(Beginning of TASK INPUTS)
Issue #1240, opened 2026-05-31
Observability: server/DB/deploy signals to catch incidents like 2026-05-31 (planning thread)


sameerparekh:
Planning thread (no code lands directly here — each agreed item becomes its own sub-issue). Child of #471 (metrics & observability architecture), but scoped tightly to **operational signals that would have caught the 2026-05-31 prod incident on their own**, instead of it being reconstructed by hand from Render dashboards.

## What happened on 2026-05-31 (motivation)
- Prod API crash-looped starting ~06:04 MDT; root cause was HikariCP pool exhaustion under aggregate rollup + ingest load on the `basic_256mb` Postgres (#1221, partially fixed by #1223; pool-sizing regression #1228).
- The `basic_256mb` DB pegged CPU to 100% from the every-3-min `time_used_daily` rollup (#1160/#1165), shipped in the 05-31 01:33 UTC deploy; fix in #1230/PR #1231.
- **Every bit of that was diagnosed manually** — Render dashboards for DB CPU/availability, deploy timeline by hand, `rollup_runs` never surfaced, no alert fired. That manual-archaeology gap is what this thread is about.

### DB / connection pool
- [ ] **Export HikariCP pool metrics** (active/idle/pending/total, connection-acquire timeouts) from the API — the pool-exhaustion was invisible. (Hikari exposes a `MetricsTrackerFactory`; wire to whatever `/metrics` #471 lands, or log a gauge line on a timer as a stopgap.)
- [ ] **Alert on connection-acquire timeouts** (the 30s HikariCP timeout firing) — leading indicator of the crash-loop.
- [ ] **DB CPU / connection-count alerting at the Render level** — declaratively if Render supports it (notification config), else a small poller against the Render API. Catch sustained CPU>90% and connections-near-max for the tier.

### Rollup health (the data already exists, nothing surfaces it)
- [ ] **Surface `rollup_runs`** — an admin/ops view (or `/metrics` counters) for per-job last-run status, duration, rows, error. Each rollup already records to `rollup_runs`; no one can see it.
- [ ] **Alert on rollup job error rate / runaway duration** — a rollup tick that starts taking seconds and overlapping ticks is the DB-CPU smoking gun.
- [ ] **Per-job tick duration histogram** so cadence-vs-cost is visible (informs cadence tuning like #1230).

### App liveness / deploy
[...]

Issue #730, opened 2026-05-21
router→api: add dest_ip to traffic usage records so #720-style FQDN backfill works for screen time too


sameerparekh:
Follow-up to #720 (PR #728).

## Background

PR #728 added an API-side FQDN backfill for `connection_attempt` events that arrive race-loser-typed as `ipv4` despite the agent having a `(dest_ip → fqdn)` mapping. That worked because `connection_events` carries both `host` *and* `dest_ip`, so the API can key the backfill on `(router_id, dest_ip)`.

The 5-minute traffic usage rollup (`/api/router/usage` → `traffic_reports` → `time_usage`) does NOT carry `dest_ip`. The wire shape is `UsageRecord(mac, ip, host, activeSeconds, bytesIn, bytesOut)` where `ip` is the *device's* LAN IP, not the destination. That means the same race produces:

- A `time_usage` row keyed `(mac, ipv4, <bare-IP>, date)` accumulating seconds against a bare IP literal even though the conntrack-side event got resolved.
- No way to re-attribute it from `connection_events.resolved_host_value` server-side without a fragile heuristic join, because there's no `dest_ip` to key on.

Net effect: site-time and host-aggregated screen-time dashboards undercount the FQDN bucket (e.g. \`neverssl.com\`) by exactly the per-flow share that lost the race. Same undercounting #583 called out for events, just on the usage side.

## Why this is a router-side change (and why it's blocked right now)

Adding `destIp: Option[IpAddress]` to `UsageRecord` is a router→api wire schema change. The router is frozen until Gate 2 (#654) is in place, so this can't ship yet. Filing it now so we don't lose it when the router thaws.

## Proposed change (when router unfreezes)

1. **Router agent**: thread `dst_ip` through the traffic accumulator so it lands on each `UsageRecord` (one record per (mac, dst_ip), already the agent's internal granularity — see [openwrt/files/usr/lib/lua/wifihaven/conntrack.lua](openwrt/files/usr/lib/lua/wifihaven/conntrack.lua) and the usage rollup that consumes it).
2. **Contract**: add `destIp: Option[IpAddress]` to `UsageRecord` in `shared/contract/router-to-api/usage_report.json` and `shared/src/Models.scala`. Capability-tag it for #376 (`usage-records-dest-ip`) so older agents skip the field.
3. **API migration**: add `dest_ip TEXT NULL` to `traffic_reports`. Backfill not required — pre-existing rows stay unattributed.
[...]

PR #1752, opened 2026-06-15
refactor(#1741): extract shared LATERAL FQDN-resolve CTE fragment

### LINKED ISSUE #1254: Rollup attribution lateral pegs DB CPU — missing index on connection_events(mac, dest_ip, ts)

### LINKED ISSUE #1741: audit(#1532): collapse LATERAL FQDN-resolve CTE duplicated across Repos.scala + RollupRepo

## Drift

The \`LEFT JOIN LATERAL\` that resolves \`traffic_reports.host_type IN ('ipv4','ipv6')\` rows against the most recent matching \`connection_events.resolved_host_value\` is hand-rolled inline in at least seven SQL fragments:

- \`api/src/db/RollupRepo.scala:186-210\` — \`private val resolvedCte\`.
- \`api/src/db/Repos.scala:1741-1757\`
- \`api/src/db/Repos.scala:1817-1832\`
- \`api/src/db/Repos.scala:1864+\`
- \`api/src/db/Repos.scala:1910-1926\`
- \`api/src/db/Repos.scala:1976-1990\`

\`RollupRepo.scala:187\` even flags it: *"The LATERAL FQDN-resolve mirrors TrafficReportRepoLive — keep them in lockstep. If the read-time resolve in traffic_reports queries ever changes, this CTE must change too."* Classic #1532 "keep in sync" anti-pattern — and it is the LATERAL whose missing index caused the [#1240](https://github.com/wifihaven/wifihaven/issues/1240) prod outage, so the blast radius of drift here is real.

## Recommendation

Extract a single Doobie \`Fragment\` (e.g. \`SqlFragments.ResolvedHostLateral\` or a \`resolvedCte\` constant in one place) and have every call site reference it. Bonus: anchor a single supporting-index comment to that one fragment so the next reviewer doesn't have to verify each duplicate.

## Scope

- Pick a canonical location (probably \`shared between TrafficReportRepoLive and RollupRepo\`, or a new \`api/src/db/SqlFragments.scala\`).
- Replace all seven inline copies with the fragment.
- Re-run \`EXPLAIN (ANALYZE, BUFFERS)\` per AGENTS.md §query-explain-before-merge on at least one rewritten query to confirm the plan is unchanged.

Refs #1532.

sameerparekh:
## Summary

The hand-rolled `LEFT JOIN LATERAL` that promotes ipv4/ipv6-typed `traffic_reports` rows to their resolved fqdn (via the most recent matching `connection_events.resolved_host_value` within the row's day) was duplicated across **six** `TrafficReportRepoLive` read paths plus the `resolvedCte` in `RollupRepoLive`. Every copy was byte-identical, and the comment on the rollup copy openly admitted the keep-in-sync coupling — exactly the §single-source-of-truth anti-pattern #1532 is sweeping. The blast radius is non-theoretical: this is the LATERAL whose missing supporting index caused the #1240 / #1254 prod outage.

Pull the join into `wifihaven.api.db.SqlFragments.resolvedHostLateral` and interpolate it at every identical site. The supporting-index pointer (V22 / V34 partial index on `(mac, dest_ip, ts) WHERE resolved_host_value IS NOT NULL`) and the `TODO(#730)` lives anchored to that one fragment now.

Sites collapsed (alias `tr` for `traffic_reports`, day-bound from `tr.date`):

- `api/src/db/RollupRepo.scala` — `resolvedCte` (the comment that flagged the drift)
- `api/src/db/Repos.scala` — `listForRouter`, `listPresenceRowsInWindow`, `listPresenceRowsBetween`, `listRawInRange`, `listFqdnHostAggregatesForDevice`, `listTrafficRollupRows`

Intentionally **left alone** (to keep this a pure extract per the §1741 charter — the prompt forbids semantic changes):

- `TrafficReportRepoLive.listForDevice` — binds the day with a `$date` parameter rather than `tr.date`. Semantically equivalent under the outer `WHERE tr.date = $date`, but lexically different. Tracked as a follow-up sweep on #1532.
- `TimeUsageRepoLive.listForDevice` / `listForDeviceMacs` / `snapshotAll` — different table (`time_usage tu`), different mac column (`tu.device_mac`), parameterised day. Could share a parameterised variant later, but not part of this collapse.
- The two `RollupRepoLive.aggregateByApp{Hourly,Daily}` LATERALs — different shape entirely (`traffic_{hourly,daily}_apps` lookups), not FQDN-resolve.

## Plan / behaviour

Pure refactor. Emitted SQL differs only in interior whitespace; the join's column set, predicates, day bounds, ORDER BY, and `ON tr.host_type IN ('ipv4','ipv6')` clause are all unchanged. The query plan is therefore unchanged and still backed by the V22 / V34 supporting index that closed #1254 / #1256.

## §query-explain-before-merge

This PR introduces no new query and no changed plan — the canonical fragment expands to byte-identical-modulo-whitespace SQL at every site, and Postgres normalises whitespace before planning. The on-prod `EXPLAIN (ANALYZE, BUFFERS)` that backs the V22 / V34 partial index (run during #1254 / #1256 mitigation) still applies. The full `mill api.test` suite — which runs every Flyway migration on classpath against the same embedded Postgres these queries hit in prod — passes (192/192 modules; the suite executes the LATERAL via `listForRouter`, the rollup CTE via `RollupRepoSpec` / `AppUsedRollupSpec`, and the presence-row paths via `PresenceDefaultsPinSpec` / `TimeUsedRollupSpec`).

If the operator wants the on-prod `EXPLAIN` re-confirmed before merge, the read-only DSN in 1Password ("WifiHaven — Prod RO Postgres URL") is the route; happy to paste the plan summary when supplied — it needs an interactive step this session can't take.

## Test plan

- [x] `mill api.compile`
- [x] `mill api.test` — 192/192 modules pass
- [x] `mill api.checkFormatAll`
- [x] Pre-push hooks (scalafmt, migration-isolation) clean
- [ ] (Optional) on-prod `EXPLAIN (ANALYZE, BUFFERS)` re-run on `listRawInRange` to confirm the partial index is still used

Closes #1741. Refs #1532.

### DIFF
--- a/api/src/db/Repos.scala
+++ b/api/src/db/Repos.scala
@@ -1890,16 +1890,7 @@ class TrafficReportRepoLive(xa: Transactor[Task]) extends TrafficReportRepo {
                  tr.date::TEXT, tr.period_start::TEXT, tr.period_end::TEXT,
                  tr.active_seconds, tr.bytes_in, tr.bytes_out
           FROM traffic_reports tr
-          LEFT JOIN LATERAL (
-            SELECT resolved_host_value
-            FROM connection_events
-            WHERE mac          = tr.mac
-              AND dest_ip      = tr.host_value
-              AND resolved_host_value IS NOT NULL
-              AND ts >= tr.date::TIMESTAMPTZ
-              AND ts <  (tr.date + INTERVAL '1 day')::TIMESTAMPTZ
-            ORDER BY ts DESC LIMIT 1
-          ) ce ON tr.host_type IN ('ipv4','ipv6')
+          ${SqlFragments.resolvedHostLateral}
           WHERE tr.router_id = $routerId
           ORDER BY tr.period_start DESC LIMIT $limit"""
       .query[R]
@@ -1939,16 +1930,7 @@ class TrafficReportRepoLive(xa: Transactor[Task]) extends TrafficReportRepo {
                                tr.host_value),
                       tr.active_seconds, tr.bytes_in, tr.bytes_out, tr.period_start, tr.period_end
                FROM traffic_reports tr
-               LEFT JOIN LATERAL (
-                 SELECT resolved_host_value
-                 FROM connection_events
-                 WHERE mac          = tr.mac
-                   AND dest_ip      = tr.host_value
-                   AND resolved_host_value IS NOT NULL
-                   AND ts >= tr.date::TIMESTAMPTZ
-                   AND ts <  (tr.date + INTERVAL '1 day')::TIMESTAMPTZ
-                 ORDER BY ts DESC LIMIT 1
-               ) ce ON tr.host_type IN ('ipv4','ipv6')
+               ${SqlFragments.resolvedHostLateral}
                WHERE tr.period_start >= $fromInstant AND tr.period_start < $toInstant
                  AND (tr.active_seconds > 0 OR tr.bytes_in > 0 OR tr.bytes_out > 0)
                  AND """ ++ Fragments.in(fr"tr.mac", nel)
@@ -1986,16 +1968,7 @@ class TrafficReportRepoLive(xa: Transactor[Task]) extends TrafficReportRepo {
                                tr.host_value),
                       tr.active_seconds, tr.bytes_in, tr.bytes_out, tr.period_start, tr.period_end
                FROM traffic_reports tr
-               LEFT JOIN LATERAL (
-                 SELECT resolved_host_value
-                 FROM connection_events
-                 WHERE mac          = tr.mac
-                   AND dest_ip      = tr.host_value
-                   AND resolved_host_value IS NOT NULL
-                   AND ts >= tr.date::TIMESTAMPTZ
-                   AND ts <  (tr.date + INTERVAL '1 day')::TIMESTAMPTZ
-                 ORDER BY ts DESC LIMIT 1
-               ) ce ON tr.host_type IN ('ipv4','ipv6')
+               ${SqlFragments.resolvedHostLateral}
                WHERE tr.date BETWEEN $from AND $to
                  AND (tr.active_seconds > 0 OR tr.bytes_in > 0 OR tr.bytes_out > 0)
                  AND """ ++ Fragments.in(fr"tr.mac", nel) ++
@@ -2033,16 +2006,7 @@ class TrafficReportRepoLive(xa: Transactor[Task]) extends TrafficReportRepo {
                   tr.period_start, tr.period_end,
                   tr.active_seconds, tr.bytes_in, tr.bytes_out
            FROM traffic_reports tr
-           LEFT JOIN LATERAL (
-             SELECT resolved_host_value
-             FROM connection_events
-             WHERE mac          = tr.mac
-               AND dest_ip      = tr.host_value
-               AND resolved_host_value IS NOT NULL
-               AND ts >= tr.date::TIMESTAMPTZ
-               AND ts <  (tr.date + INTERVAL '1 day')::TIMESTAMPTZ
-             ORDER BY ts DESC LIMIT 1
-           ) ce ON tr.host_type IN ('ipv4','ipv6')
+           ${SqlFragments.resolvedHostLateral}
            WHERE tr.period_start >= $fromInstant AND tr.period_start < $toInstant
              AND (tr.active_seconds > 0 OR tr.bytes_in > 0 OR tr.bytes_out > 0) """
     val macFilter  = macs match {
@@ -2097,16 +2061,7 @@ class TrafficReportRepoLive(xa: Transactor[Task]) extends TrafficReportRepo {
                    ) AS host,
                    (tr.bytes_in + tr.bytes_out) AS bytes
             FROM traffic_reports tr
-            LEFT JOIN LATERAL (
-              SELECT resolved_host_value
-              FROM connection_events
-              WHERE mac          = tr.mac
-                AND dest_ip      = tr.host_value
-                AND resolved_host_value IS NOT NULL
-                AND ts >= tr.date::TIMESTAMPTZ
-                AND ts <  (tr.date + INTERVAL '1 day')::TIMESTAMPTZ
-              ORDER BY ts DESC LIMIT 1
-            ) ce ON tr.host_type IN ('ipv4','ipv6')
+            ${SqlFragments.resolvedHostLateral}
             WHERE tr.mac = $mac
               AND tr.period_start >= $fromInstant
               AND tr.period_start <  $toInstant
@@ -2135,16 +2090,7 @@ class TrafficReportRepoLive(xa: Transactor[Task]) extends TrafficReportRepo {
                   tr.date, tr.period_start, tr.period_end,
                   tr.active_seconds, tr.bytes_in, tr.bytes_out
            FROM traffic_reports tr
-           LEFT JOIN LATERAL (
-             SELECT resolved_host_value
-             FROM connection_events
-             WHERE mac          = tr.mac
-               AND dest_ip      = tr.host_value
-               AND resolved_host_value IS NOT NULL
-               AND ts >= tr.date::TIMESTAMPTZ
-               AND ts <  (tr.date + INTERVAL '1 day')::TIMESTAMPTZ
-             ORDER BY ts DESC LIMIT 1
-           ) ce ON tr.host_type IN ('ipv4','ipv6')
+           ${SqlFragments.resolvedHostLateral}
            WHERE 1=1"""
     val byMacs  = f.macs match {
       case None      => fr""
--- a/api/src/db/RollupRepo.scala
+++ b/api/src/db/RollupRepo.scala
@@ -202,7 +202,7 @@ class RollupRepoLive(xa: Transactor[Task]) extends RollupRepo {
           tr.bytes_in,
           tr.bytes_out
         FROM traffic_reports tr
-        """ ++ SqlFragments.resolvedHostLateral ++ fr"""
+        ${SqlFragments.resolvedHostLateral}
         WHERE (tr.active_seconds > 0 OR tr.bytes_in > 0 OR tr.bytes_out > 0)
       """
 
--- a/api/src/db/RollupRepo.scala
+++ b/api/src/db/RollupRepo.scala
@@ -184,9 +184,8 @@ trait RollupRepo {
 
 class RollupRepoLive(xa: Transactor[Task]) extends RollupRepo {
 
-  // The LATERAL FQDN-resolve mirrors TrafficReportRepoLive — keep them in
-  // lockstep. If the read-time resolve in traffic_reports queries ever
-  // changes, this CTE must change too.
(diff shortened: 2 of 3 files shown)


sameerparekh:
## Independent PR review — `ef6b307f`

Reviewed `git diff origin/main...HEAD` against the 8 dimensions in [`docs/pr-review-checklist.md`](https://github.com/wifihaven/wifihaven/blob/main/docs/pr-review-checklist.md).

### BLOCKERS
(none)

### SHOULD-FIX
(none)

### NITS

1. [api/src/db/Repos.scala:1893](https://github.com/wifihaven/wifihaven/blob/ef6b307f/api/src/db/Repos.scala#L1893) and friends — sites in `Repos.scala` splice the fragment via `${SqlFragments.resolvedHostLateral}` inside `sql"""…"""`, while [api/src/db/RollupRepo.scala:205](https://github.com/wifihaven/wifihaven/blob/ef6b307f/api/src/db/RollupRepo.scala#L205) uses `""" ++ SqlFragments.resolvedHostLateral ++ fr"""…`. Both work; pick one style for the next SSOT sweep so the next reviewer doesn't have to convince themselves twice that the splice produces the same SQL.

2. [api/src/db/Repos.scala:1858](https://github.com/wifihaven/wifihaven/blob/ef6b307f/api/src/db/Repos.scala#L1858) — `TrafficReportRepoLive.listForDevice` is the one remaining `traffic_reports`-LATERAL that wasn't collapsed (binds the day via `$date::TIMESTAMPTZ` rather than `tr.date`). Under the outer `WHERE tr.date = $date` the two forms are equivalent and the partial index covers them identically; converting it would have collapsed seven sites to one. The PR body acknowledges this as deferred to a #1532 follow-up — acceptable, but worth filing the issue before this lands so it doesn't quietly stay forked.

3. [api/src/db/Repos.scala:1606](https://github.com/wifihaven/wifihaven/blob/ef6b307f/api/src/db/Repos.scala#L1606) / [:1637](https://github.com/wifihaven/wifihaven/blob/ef6b307f/api/src/db/Repos.scala#L1637) / [:1663](https://github.com/wifihaven/wifihaven/blob/ef6b307f/api/src/db/Repos.scala#L1663) — same story for the three `TimeUsageRepoLive` LATERALs (`time_usage tu` / `tu.device_mac`). Parametrising the fragment over `(table, mac column)` is a small enough change to do in the same sweep; leaving them inline preserves the same drift risk the rest of this PR is closing. Out of scope here per the PR's stated charter, but the `TODO(#730)` umbrella that wants to retire the whole read-side resolve should explicitly own these.

### Status per dimension

1. **SSOT** — This PR *is* an SSOT collapse: identical LATERAL pulled into [`SqlFragments.resolvedHostLateral`](https://github.com/wifihaven/wifihaven/blob/ef6b307f/api/src/db/SqlFragments.scala#L20-L30). The keep-in-sync comment on `RollupRepo.resolvedCte` is gone. The remaining un-collapsed sites are flagged above as NITs, not BLOCKERs — they're outside the explicit "byte-identical only" scope this PR set.
2. **Testing integrity** — No tests modified; `mill api.test` reports 192/192 passing in the PR description, and the LATERAL is exercised end-to-end by `RouterIngestSpec`, `RollupRepoSpec`, `PresenceDefaultsPinSpec`, `TimeUsedRollupSpec`, and `AppUsedRollupSpec`. For a pure extract whose emitted SQL is whitespace-only different, that's the right gate.
3. **Architectural invariants** — N/A. No router-agent, DNS-reasoning, snapshot, or `Clock` / config touches.
4. **Backwards compatibility / wire contract** — N/A. No wire shape, no API surface change.
5. **Migrations / §query-explain-before-merge** — No migration. The fragment is a static SQL constant; expansion at each call site differs from the inlined form only in whitespace, so the plan is the same plan Postgres already chooses on prod (still backed by the V22 / V34 `(mac, dest_ip, ts) WHERE resolved_host_value IS NOT NULL` partial index that closed #1254 / #1256). The PR body honestly notes the on-prod `EXPLAIN (ANALYZE, BUFFERS)` re-run requires the 1Password RO DSN and was not performed this session. Given the SQL is byte-identical-modulo-whitespace and Postgres's planner ignores whitespace, this is acceptable — but if the operator wants belt-and-suspenders, a quick `EXPLAIN` on `listRawInRange` against the prod RO DSN would close the loop.
6. **Metrics + dashboard** — N/A. No new emitted path.
7. **Scope / hygiene** — Diff is focused (3 files, 40 +/- 73). Commit message and PR body contain no Claude / Anthropic / AI mentions. `TODO(#730)` is correctly anchored to the new central fragment.
8. **Security** — Parameterised SQL preserved; fragment is a static constant with no user input. No secrets touched.

VERDICT: APPROVE

Pure SSOT collapse of the identical `tr.date`-bound FQDN-resolve LATERAL into one Doobie `Fragment`, removing the explicit "keep in lockstep" coupling on the rollup CTE. Emitted SQL is whitespace-only different from each inline copy, so plan and index coverage are unchanged. Tests pass; remaining inlined variants are intentionally out of scope and noted for the #1532 follow-up.

sameerparekh:
## Independent PR review — re-run on `6a0f86b1`

### Prior findings (previously cited at `ef6b307f`)

| # | Finding | Status |
|---|---------|--------|
| NIT 1 | Splice style inconsistency between `Repos.scala` (`${…}`) and `RollupRepo.resolvedCte` (`""" ++ frag ++ fr"""…`) | **ADDRESSED** — `RollupRepo.resolvedCte` now uses `${SqlFragments.resolvedHostLateral}` to match the rest. |
| NIT 2 | `TrafficReportRepoLive.listForDevice` still inlines a `$date`-bound LATERAL variant. | **NOT-ADDRESSED** — intentionally deferred. Now tracked as [#1753](https://github.com/wifihaven/wifihaven/issues/1753), so it won't quietly stay forked. |
| NIT 3 | Three `TimeUsageRepoLive` LATERALs (different table / mac column) still inlined. | **NOT-ADDRESSED** — intentionally deferred. Also covered by [#1753](https://github.com/wifihaven/wifihaven/issues/1753). |

### Delta review (`git diff ef6b307f...6a0f86b1`)

One-line change in [api/src/db/RollupRepo.scala:205](https://github.com/wifihaven/wifihaven/blob/6a0f86b1/api/src/db/RollupRepo.scala#L205): the `""" ++ SqlFragments.resolvedHostLateral ++ fr"""` concatenation collapses to `${SqlFragments.resolvedHostLateral}` inside the surrounding `fr"""…"""`. Same Doobie semantics (Fragment is spliced as SQL text either way), same resulting SQL, plan unchanged. `mill api.test` still green (192/192).

#### NEW findings
(none)

VERDICT: APPROVE

Style NIT addressed cleanly; the two deferred NITs are now anchored to #1753. No new findings on the delta. The PR remains a pure SSOT collapse with emitted SQL whitespace-only different from the prior inline copies — plan and index coverage unchanged. Cleared to merge.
(End of TASK INPUTS)
▸ **TASK**:
Up to and including the line that contains "- [ ] **Surface", restate word for word every line of the entries, starting from the first.

▸ **ANSWER AREA**:
Issue #1240, opened 2026-05-31
Observability: server/DB/deploy signals to catch incidents like 2026-05-31 (planning thread)


sameerparekh:
Planning thread (no code lands directly here — each agreed item becomes its own sub-issue). Child of #471 (metrics & observability architecture), but scoped tightly to **operational signals that would have caught the 2026-05-31 prod incident on their own**, instead of it being reconstructed by hand from Render dashboards.

## What happened on 2026-05-31 (motivation)
- Prod API crash-looped starting ~06:04 MDT; root cause was HikariCP pool exhaustion under aggregate rollup + ingest load on the `basic_256mb` Postgres (#1221, partially fixed by #1223; pool-sizing regression #1228).
- The `basic_256mb` DB pegged CPU to 100% from the every-3-min `time_used_daily` rollup (#1160/#1165), shipped in the 05-31 01:33 UTC deploy; fix in #1230/PR #1231.
- **Every bit of that was diagnosed manually** — Render dashboards for DB CPU/availability, deploy timeline by hand, `rollup_runs` never surfaced, no alert fired. That manual-archaeology gap is what this thread is about.

### DB / connection pool
- [ ] **Export HikariCP pool metrics** (active/idle/pending/total, connection-acquire timeouts) from the API — the pool-exhaustion was invisible. (Hikari exposes a `MetricsTrackerFactory`; wire to whatever `/metrics` #471 lands, or log a gauge line on a timer as a stopgap.)
- [ ] **Alert on connection-acquire timeouts** (the 30s HikariCP timeout firing) — leading indicator of the crash-loop.
- [ ] **DB CPU / connection-count alerting at the Render level** — declaratively if Render supports it (notification config), else a small poller against the Render API. Catch sustained CPU>90% and connections-near-max for the tier.

### Rollup health (the data already exists, nothing surfaces it)
- [ ] **Surface `rollup_runs`** — an admin/ops view (or `/metrics` counters) for per-job last-run status, duration, rows, error. Each rollup already records to `rollup_runs`; no one can see it.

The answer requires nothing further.